(Saved data entries)
PR #140, opened 2025-05-29
SUI-426 Added Query Algorithm Versioning

JRilforge:
Opted for manual version tracking.

- The version is stored in a static variable.
- The static variable persisted through the set of aspire apps.
- Then logged the output.

----

- ~Using .csx file (c# script) to check/manage the algorithm versioning, then leveraging the git pre-commit hook to execute it~

image

- ~Evidence of algorithm version displaying in the logs:~

Screenshot 2025-05-30 at 13 07 42


src/matching-api/Util/AlgorithmVersionUtil.cs
```diff
@@ -0,0 +1,92 @@
...
+        string prevHash = versionJson?.PreviousHash ?? string.Empty;
+        int version = versionJson?.Version ?? 1;
+
+        if (newHash == currentHash) // keep version the same
+        {
+            Console.WriteLine($"No changes detected, version remains {version}");
+        }
+        else
+        {
+            if (newHash == prevHash) // revert to previous version
```
danmurray2020, line 44: I guess this works if we revert to a version one before, but we wouldn't be aware if we moved to two versions before. I guess we might not need that unless we were going to keep all the hashes?

tests/Unit.Tests/Matching/QueryAlgorithmBuildTests.cs
```diff
@@ -0,0 +1,93 @@
+﻿using MatchingApi.Util;
+
+using Newtonsoft.Json;
+
+using AlgoVersion = MatchingApi.Util.AlgorithmVersionUtil.AlgoVersion;
+
+namespace Unit.Tests.Matching;
+
+public sealed class QueryAlgorithmBuildTests
```
StuwiiDev, line 9: You need a test for it creating a new file if one does not exist (first time run)

tests/Unit.Tests/Matching/QueryAlgorithmBuildTests.cs
```diff
@@ -0,0 +1,93 @@
...
+        // Act
+        AlgorithmVersionUtil.StoreOrIncrementAlgorithmVersion();
+
+        // Assert
+        var latestVersionJson = JsonConvert.DeserializeObject<AlgoVersion>(File.ReadAllText(versionFile));
+        Assert.Equal(1, latestVersionJson?.Version);
+    }
+
+    [Fact]
+    public void CurrentAlgorithmVersionReturned()
```
StuwiiDev, line 75: naming nitpick - could 'GetCurrentAlgorithmVersion' be in the name, so it's clear it's a different method test to the others?

src/matching-api/Util/AlgorithmVersionUtil.cs
JRilforge: opted for the manual approach, so removed

tests/Unit.Tests/Matching/QueryAlgorithmBuildTests.cs
JRilforge: opted for the manual approach, so removed

StuwiiDev:
In the ticket you have removed the part about rolling back versions. What has changed that decision?

tests/Unit.Tests/Matching/MatchingServiceTests.cs
```diff
@@ -280,6 +293,52 @@ public async Task ShouldLogPersonSpecificationAndResultStatus_WithMatchCompleted
...
+        await subj.SearchAsync(model);
+
+        // Assert
+        var logMessages = writer.ToString().Split("\n");
+
+        Assert.NotEmpty(logMessages);
+
+        outputHelper.WriteLine(writer.ToString());
+
+        Assert.True(logMessages.Count(x => x.Contains($"[Algorithm=v{MatchingService.AlgorithmVersion}]")) >= 1);
```
StuwiiDev, line 340: minor - sonar warning here to use any instead of count, performance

PROBLEM:
Extract every line from the records above that contains the word "revert".

EXPECTED ANSWER:
+            if (newHash == prevHash) // revert to previous version
danmurray2020, line 44: I guess this works if we revert to a version one before, but we wouldn't be aware if we moved to two versions before. I guess we might not need that unless we were going to keep all the hashes?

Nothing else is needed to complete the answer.